But what's worst of all, I think, is that it's not even disputing pruning and myelination timelines, it's talking past the point about structural maturation of the frontal lobe, a real thing, to simply emphasize a different thing, the efficiency gains revealed from studying white matter topology, a kind of long distance structural reinforcement, as if it's a correction or refutation of the age 25 thing. But in truth it's a real but complementary finding that shifts the window for long distance efficiency to 32, which isn't even a different form of structural buildout or pruning but about the reinforcement of existing highways.

I want to make a ruling here that science reporters are no longer allowed to use the word "myth" to characterize known and true processes being complemented by new research. There has to be a hook to celebrating the complexity of the brain that isn't constantly recycling the myth framework.


I hear this a lot but I've never understood why people think it's a deal breaker. You don't need to start from definitions and in fact sometimes that gets it exactly backwards because the point of research is to understand something well enough that in light of the research, you actually can define it, eg Dark Matter.
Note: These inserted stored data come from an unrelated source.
PR #5252, opened 2026-07-22
fix: apply percentage-only KOSync progress

masonc15:
## Summary

- accept remote KOSync progress when it contains either a non-empty position string or a usable percentage
- let percentage-only responses reach the existing `goToFraction` fallback
- preserve precise XPointer navigation whenever a position string is available
- add helper-level and rendered-hook regression coverage

## Root cause

Some KOSync-compatible servers cannot translate a source reader locator into a KOReader XPointer and return a valid percentage with a null progress string. Grimmory is one such KOSync-compatible server. `KOSyncClient` already accepted this response shape, and `applyRemoteProgress` already had a `goToFraction` fallback, but `pullProgress` returned early whenever the progress string was absent, so that fallback was unreachable.

The implementation remains server-agnostic: it checks only whether the response has a usable position or fraction. Existing upload behavior, timestamp comparison, conflict strategies, and XPointer conversion are unchanged.

## User impact

Readers can now apply newer percentage-only remote progress instead of silently remaining at the current position. Invalid fractions such as zero, negative values, `NaN`, and infinity remain unusable.

## Validation

- Full unit suite: `pnpm exec dotenv -e .env -e .env.test.local -- vitest run` — 589 files passed, 3 skipped; 7,722 tests passed, 7 skipped.
- Focused KOSync suite: direct one-shot Vitest run over `kosyncProgress`, `kosyncConflict`, `kosyncRemoteFraction`, `useKOSync`, and `KOSyncClient` — 5 files passed, 37 tests passed.
- `pnpm exec biome lint` on the four touched files — passed.
- `pnpm exec tsgo --noEmit` — passed.
- `git diff --check origin/main...HEAD` — passed.

### DIFF
--- a/apps/readest-app/src/__tests__/hooks/kosyncProgress.test.ts
+++ b/apps/readest-app/src/__tests__/hooks/kosyncProgress.test.ts
@@ -1,5 +1,9 @@
 import { describe, it, expect } from 'vitest';
-import { isXPointerProgress, getRemoteFraction } from '@/app/reader/hooks/kosyncProgress';
+import {
+  getRemoteFraction,
+  hasUsableRemoteProgress,
+  isXPointerProgress,
+} from '@/app/reader/hooks/kosyncProgress';
 
 describe('isXPointerProgress', () => {
   it('accepts CREngine XPointers', () => {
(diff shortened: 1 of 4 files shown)


chrox:
> Some KOSync-compatible servers cannot translate a source reader locator into a KOReader XPointer and return a valid percentage with a null progress string. Grimmory is one such KOSync-compatible server.

If a sync server cannot return a KOReader XPointer as the progress location, it does not fully implement the KOSync protocol. Readest uses [the xcfi module](https://github.com/readest/readest/blob/main/apps/readest-app/src/utils/xcfi.ts) to convert between standard EPUB CFI locations and KOReader XPointers. Since the module is licensed under AGPL-3.0, it should be compatible with Grimmory.
I would suggest implementing this conversion on Grimmory’s side, or otherwise clarifying that Grimmory is not fully KOSync-compatible so users are not given misleading expectations. If Grimmory’s built-in sync service has a stable API, Readest could also support that API directly instead of relying on Grimmory’s incomplete KOSync endpoint.

Percentage-only progress is not sufficient and not a good option because there is no shared standard for mapping a percentage to a paragraph, sentence, page, or section. Different readers calculate progress differently. For example, Readest treats an EPUB as a continuous character stream and calculates paragraph positions and percentages from character offsets. This makes the percentage independent of the device and font size. KOReader, by contrast, renders the book on the current device, assigns content to pages, and then calculates progress from those rendered pages. Its percentage therefore depends on factors such as screen size and font size. As a result, the same percentage may point to different paragraphs, or even different chapters, in KOReader and Readest.

chrox:
This will not work as expected, so I’m closing this for now. I’d be happy to help investigate further once an issue has been filed with Grimmory.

Or, in a different time, AIDs before we knew what it was.

You can have clusters of related case studies that share the observable effects, and reason and research your way to correlations, and investigate those to discover causation and mechanisms, and infiltrate the "black box" of an unknown thing deeply enough that you account for the whole thing itself.

I think progress on consciousness research in humans is advancing impressively, identifying exactly the kinds of pre and postprocessing done to sensory input and areas of the brain associated with conscious activity and brain to machine interfaces are improving all the time.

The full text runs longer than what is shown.